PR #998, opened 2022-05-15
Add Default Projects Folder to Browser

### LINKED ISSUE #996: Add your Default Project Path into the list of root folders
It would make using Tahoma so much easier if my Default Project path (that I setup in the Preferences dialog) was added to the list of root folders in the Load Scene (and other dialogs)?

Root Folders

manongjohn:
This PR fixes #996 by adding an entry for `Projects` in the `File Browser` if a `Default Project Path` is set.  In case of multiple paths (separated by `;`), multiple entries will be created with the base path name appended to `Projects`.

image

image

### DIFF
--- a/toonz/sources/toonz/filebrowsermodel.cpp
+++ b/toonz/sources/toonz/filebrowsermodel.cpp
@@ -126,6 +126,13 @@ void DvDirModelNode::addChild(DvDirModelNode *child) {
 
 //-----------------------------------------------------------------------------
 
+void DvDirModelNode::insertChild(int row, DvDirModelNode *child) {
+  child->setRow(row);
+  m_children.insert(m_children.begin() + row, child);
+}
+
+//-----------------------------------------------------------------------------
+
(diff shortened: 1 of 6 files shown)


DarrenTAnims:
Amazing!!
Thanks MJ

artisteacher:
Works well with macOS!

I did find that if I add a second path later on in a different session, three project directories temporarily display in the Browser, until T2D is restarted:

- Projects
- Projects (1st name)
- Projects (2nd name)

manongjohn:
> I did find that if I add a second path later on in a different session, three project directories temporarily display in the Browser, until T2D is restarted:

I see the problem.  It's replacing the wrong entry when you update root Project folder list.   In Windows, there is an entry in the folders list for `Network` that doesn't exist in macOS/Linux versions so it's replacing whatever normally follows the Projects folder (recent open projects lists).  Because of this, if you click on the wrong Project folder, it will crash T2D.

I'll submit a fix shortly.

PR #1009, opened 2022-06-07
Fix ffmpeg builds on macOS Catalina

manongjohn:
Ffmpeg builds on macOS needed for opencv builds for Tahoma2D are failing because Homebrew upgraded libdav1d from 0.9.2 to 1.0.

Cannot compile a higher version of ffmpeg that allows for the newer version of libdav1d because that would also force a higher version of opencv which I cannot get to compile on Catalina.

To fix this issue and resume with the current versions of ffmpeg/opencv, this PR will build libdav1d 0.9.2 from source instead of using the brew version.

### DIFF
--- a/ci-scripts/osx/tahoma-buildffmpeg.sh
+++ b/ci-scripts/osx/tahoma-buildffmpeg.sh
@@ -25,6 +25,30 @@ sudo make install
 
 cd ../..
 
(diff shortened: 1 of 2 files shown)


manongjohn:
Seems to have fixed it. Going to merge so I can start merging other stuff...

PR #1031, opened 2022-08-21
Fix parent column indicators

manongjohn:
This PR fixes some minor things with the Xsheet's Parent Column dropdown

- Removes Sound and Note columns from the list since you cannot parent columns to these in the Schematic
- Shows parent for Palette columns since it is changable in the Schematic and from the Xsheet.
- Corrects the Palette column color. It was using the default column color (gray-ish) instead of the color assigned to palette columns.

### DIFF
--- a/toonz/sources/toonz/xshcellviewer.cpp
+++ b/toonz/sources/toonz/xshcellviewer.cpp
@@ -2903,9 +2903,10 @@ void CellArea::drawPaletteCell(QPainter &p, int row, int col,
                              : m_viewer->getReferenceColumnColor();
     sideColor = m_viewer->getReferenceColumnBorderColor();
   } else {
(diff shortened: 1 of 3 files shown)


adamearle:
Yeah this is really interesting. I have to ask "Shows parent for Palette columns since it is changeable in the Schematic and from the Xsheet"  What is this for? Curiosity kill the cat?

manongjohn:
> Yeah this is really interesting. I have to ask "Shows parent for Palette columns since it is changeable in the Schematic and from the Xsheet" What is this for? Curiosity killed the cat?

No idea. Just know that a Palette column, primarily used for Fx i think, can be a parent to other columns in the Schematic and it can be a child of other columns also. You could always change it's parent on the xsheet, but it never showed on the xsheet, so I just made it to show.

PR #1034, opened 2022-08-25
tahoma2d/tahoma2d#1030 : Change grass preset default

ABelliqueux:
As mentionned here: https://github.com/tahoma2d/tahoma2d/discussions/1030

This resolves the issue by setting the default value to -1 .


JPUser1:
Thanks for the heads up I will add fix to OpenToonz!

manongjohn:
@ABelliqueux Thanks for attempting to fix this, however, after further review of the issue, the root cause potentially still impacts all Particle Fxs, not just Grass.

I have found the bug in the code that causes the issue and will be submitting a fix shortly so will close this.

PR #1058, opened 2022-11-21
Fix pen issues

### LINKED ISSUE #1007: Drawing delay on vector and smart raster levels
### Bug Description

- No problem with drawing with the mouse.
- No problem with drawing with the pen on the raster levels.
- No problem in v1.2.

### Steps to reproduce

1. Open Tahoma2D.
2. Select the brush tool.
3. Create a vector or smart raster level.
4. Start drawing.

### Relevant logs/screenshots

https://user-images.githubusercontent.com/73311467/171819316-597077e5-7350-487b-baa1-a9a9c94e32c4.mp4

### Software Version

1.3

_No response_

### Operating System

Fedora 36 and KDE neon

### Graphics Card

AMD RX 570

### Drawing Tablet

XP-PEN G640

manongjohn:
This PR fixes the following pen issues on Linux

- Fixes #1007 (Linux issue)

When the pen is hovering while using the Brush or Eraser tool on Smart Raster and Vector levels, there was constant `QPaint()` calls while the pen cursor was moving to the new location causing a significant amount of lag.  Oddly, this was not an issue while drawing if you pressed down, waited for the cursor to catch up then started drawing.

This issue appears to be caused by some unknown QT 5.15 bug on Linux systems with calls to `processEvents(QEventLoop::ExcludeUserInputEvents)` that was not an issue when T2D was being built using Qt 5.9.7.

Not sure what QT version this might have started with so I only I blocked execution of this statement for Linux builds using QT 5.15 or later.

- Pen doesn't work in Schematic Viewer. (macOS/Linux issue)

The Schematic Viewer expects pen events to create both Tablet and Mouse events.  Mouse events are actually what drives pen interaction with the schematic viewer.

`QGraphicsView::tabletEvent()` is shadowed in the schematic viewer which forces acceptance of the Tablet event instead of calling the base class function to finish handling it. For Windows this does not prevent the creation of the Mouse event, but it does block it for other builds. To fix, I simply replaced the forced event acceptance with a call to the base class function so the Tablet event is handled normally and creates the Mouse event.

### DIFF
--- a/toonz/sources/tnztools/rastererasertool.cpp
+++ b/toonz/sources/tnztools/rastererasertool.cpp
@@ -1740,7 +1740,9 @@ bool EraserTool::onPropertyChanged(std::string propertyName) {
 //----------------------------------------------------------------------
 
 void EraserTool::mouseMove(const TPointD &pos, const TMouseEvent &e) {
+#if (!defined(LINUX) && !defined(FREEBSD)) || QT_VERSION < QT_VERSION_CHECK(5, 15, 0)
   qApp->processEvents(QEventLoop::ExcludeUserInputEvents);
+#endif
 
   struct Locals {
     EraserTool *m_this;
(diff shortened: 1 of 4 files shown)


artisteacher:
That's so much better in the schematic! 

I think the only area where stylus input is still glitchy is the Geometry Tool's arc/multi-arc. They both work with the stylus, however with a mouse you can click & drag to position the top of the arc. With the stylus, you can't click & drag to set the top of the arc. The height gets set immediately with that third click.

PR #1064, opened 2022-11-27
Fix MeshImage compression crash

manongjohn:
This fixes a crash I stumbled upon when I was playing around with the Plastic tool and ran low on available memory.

» **Task brief**:
Output the records above precisely.

» **Solution**:
PR #998, opened 2022-05-15
Add Default Projects Folder to Browser

### LINKED ISSUE #996: Add your Default Project Path into the list of root folders
It would make using Tahoma so much easier if my Default Project path (that I setup in the Preferences dialog) was added to the list of root folders in the Load Scene (and other dialogs)?

Root Folders

manongjohn:
This PR fixes #996 by adding an entry for `Projects` in the `File Browser` if a `Default Project Path` is set.  In case of multiple paths (separated by `;`), multiple entries will be created with the base path name appended to `Projects`.

image

image

### DIFF
--- a/toonz/sources/toonz/filebrowsermodel.cpp
+++ b/toonz/sources/toonz/filebrowsermodel.cpp
@@ -126,6 +126,13 @@ void DvDirModelNode::addChild(DvDirModelNode *child) {
 
 //-----------------------------------------------------------------------------
 
+void DvDirModelNode::insertChild(int row, DvDirModelNode *child) {
+  child->setRow(row);
+  m_children.insert(m_children.begin() + row, child);
+}
+
+//-----------------------------------------------------------------------------
+
(diff shortened: 1 of 6 files shown)


DarrenTAnims:
Amazing!!
Thanks MJ

artisteacher:
Works well with macOS!

I did find that if I add a second path later on in a different session, three project directories temporarily display in the Browser, until T2D is restarted:

- Projects
- Projects (1st name)
- Projects (2nd name)

manongjohn:
> I did find that if I add a second path later on in a different session, three project directories temporarily display in the Browser, until T2D is restarted:

I see the problem.  It's replacing the wrong entry when you update root Project folder list.   In Windows, there is an entry in the folders list for `Network` that doesn't exist in macOS/Linux versions so it's replacing whatever normally follows the Projects folder (recent open projects lists).  Because of this, if you click on the wrong Project folder, it will crash T2D.

I'll submit a fix shortly.

PR #1009, opened 2022-06-07
Fix ffmpeg builds on macOS Catalina

manongjohn:
Ffmpeg builds on macOS needed for opencv builds for Tahoma2D are failing because Homebrew upgraded libdav1d from 0.9.2 to 1.0.

Cannot compile a higher version of ffmpeg that allows for the newer version of libdav1d because that would also force a higher version of opencv which I cannot get to compile on Catalina.

To fix this issue and resume with the current versions of ffmpeg/opencv, this PR will build libdav1d 0.9.2 from source instead of using the brew version.

### DIFF
--- a/ci-scripts/osx/tahoma-buildffmpeg.sh
+++ b/ci-scripts/osx/tahoma-buildffmpeg.sh
@@ -25,6 +25,30 @@ sudo make install
 
 cd ../..
 
(diff shortened: 1 of 2 files shown)


manongjohn:
Seems to have fixed it. Going to merge so I can start merging other stuff...

PR #1031, opened 2022-08-21
Fix parent column indicators

manongjohn:
This PR fixes some minor things with the Xsheet's Parent Column dropdown

- Removes Sound and Note columns from the list since you cannot parent columns to these in the Schematic
- Shows parent for Palette columns since it is changable in the Schematic and from the Xsheet.
- Corrects the Palette column color. It was using the default column color (gray-ish) instead of the color assigned to palette columns.

### DIFF
--- a/toonz/sources/toonz/xshcellviewer.cpp
+++ b/toonz/sources/toonz/xshcellviewer.cpp
@@ -2903,9 +2903,10 @@ void CellArea::drawPaletteCell(QPainter &p, int row, int col,
                              : m_viewer->getReferenceColumnColor();
     sideColor = m_viewer->getReferenceColumnBorderColor();
   } else {
(diff shortened: 1 of 3 files shown)


adamearle:
Yeah this is really interesting. I have to ask "Shows parent for Palette columns since it is changeable in the Schematic and from the Xsheet"  What is this for? Curiosity kill the cat?

manongjohn:
> Yeah this is really interesting. I have to ask "Shows parent for Palette columns since it is changeable in the Schematic and from the Xsheet" What is this for? Curiosity killed the cat?

No idea. Just know that a Palette column, primarily used for Fx i think, can be a parent to other columns in the Schematic and it can be a child of other columns also. You could always change it's parent on the xsheet, but it never showed on the xsheet, so I just made it to show.

PR #1034, opened 2022-08-25
tahoma2d/tahoma2d#1030 : Change grass preset default

ABelliqueux:
As mentionned here: https://github.com/tahoma2d/tahoma2d/discussions/1030

This resolves the issue by setting the default value to -1 .


JPUser1:
Thanks for the heads up I will add fix to OpenToonz!

manongjohn:
@ABelliqueux Thanks for attempting to fix this, however, after further review of the issue, the root cause potentially still impacts all Particle Fxs, not just Grass.

I have found the bug in the code that causes the issue and will be submitting a fix shortly so will close this.

PR #1058, opened 2022-11-21
Fix pen issues

### LINKED ISSUE #1007: Drawing delay on vector and smart raster levels
### Bug Description

- No problem with drawing with the mouse.
- No problem with drawing with the pen on the raster levels.
- No problem in v1.2.

### Steps to reproduce

1. Open Tahoma2D.
2. Select the brush tool.
3. Create a vector or smart raster level.
4. Start drawing.

### Relevant logs/screenshots

https://user-images.githubusercontent.com/73311467/171819316-597077e5-7350-487b-baa1-a9a9c94e32c4.mp4

### Software Version

1.3

_No response_

### Operating System

Fedora 36 and KDE neon

### Graphics Card

AMD RX 570

### Drawing Tablet

XP-PEN G640

manongjohn:
This PR fixes the following pen issues on Linux

- Fixes #1007 (Linux issue)

When the pen is hovering while using the Brush or Eraser tool on Smart Raster and Vector levels, there was constant `QPaint()` calls while the pen cursor was moving to the new location causing a significant amount of lag.  Oddly, this was not an issue while drawing if you pressed down, waited for the cursor to catch up then started drawing.

This issue appears to be caused by some unknown QT 5.15 bug on Linux systems with calls to `processEvents(QEventLoop::ExcludeUserInputEvents)` that was not an issue when T2D was being built using Qt 5.9.7.

Not sure what QT version this might have started with so I only I blocked execution of this statement for Linux builds using QT 5.15 or later.

- Pen doesn't work in Schematic Viewer. (macOS/Linux issue)

The Schematic Viewer expects pen events to create both Tablet and Mouse events.  Mouse events are actually what drives pen interaction with the schematic viewer.

`QGraphicsView::tabletEvent()` is shadowed in the schematic viewer which forces acceptance of the Tablet event instead of calling the base class function to finish handling it. For Windows this does not prevent the creation of the Mouse event, but it does block it for other builds. To fix, I simply replaced the forced event acceptance with a call to the base class function so the Tablet event is handled normally and creates the Mouse event.

### DIFF
--- a/toonz/sources/tnztools/rastererasertool.cpp
+++ b/toonz/sources/tnztools/rastererasertool.cpp
@@ -1740,7 +1740,9 @@ bool EraserTool::onPropertyChanged(std::string propertyName) {
 //----------------------------------------------------------------------
 
 void EraserTool::mouseMove(const TPointD &pos, const TMouseEvent &e) {
+#if (!defined(LINUX) && !defined(FREEBSD)) || QT_VERSION < QT_VERSION_CHECK(5, 15, 0)
   qApp->processEvents(QEventLoop::ExcludeUserInputEvents);
+#endif
 
   struct Locals {
     EraserTool *m_this;
(diff shortened: 1 of 4 files shown)


artisteacher:
That's so much better in the schematic! 

I think the only area where stylus input is still glitchy is the Geometry Tool's arc/multi-arc. They both work with the stylus, however with a mouse you can click & drag to position the top of the arc. With the stylus, you can't click & drag to set the top of the arc. The height gets set immediately with that third click.

PR #1064, opened 2022-11-27
Fix MeshImage compression crash

manongjohn:
This fixes a crash I stumbled upon when I was playing around with the Plastic tool and ran low on available memory.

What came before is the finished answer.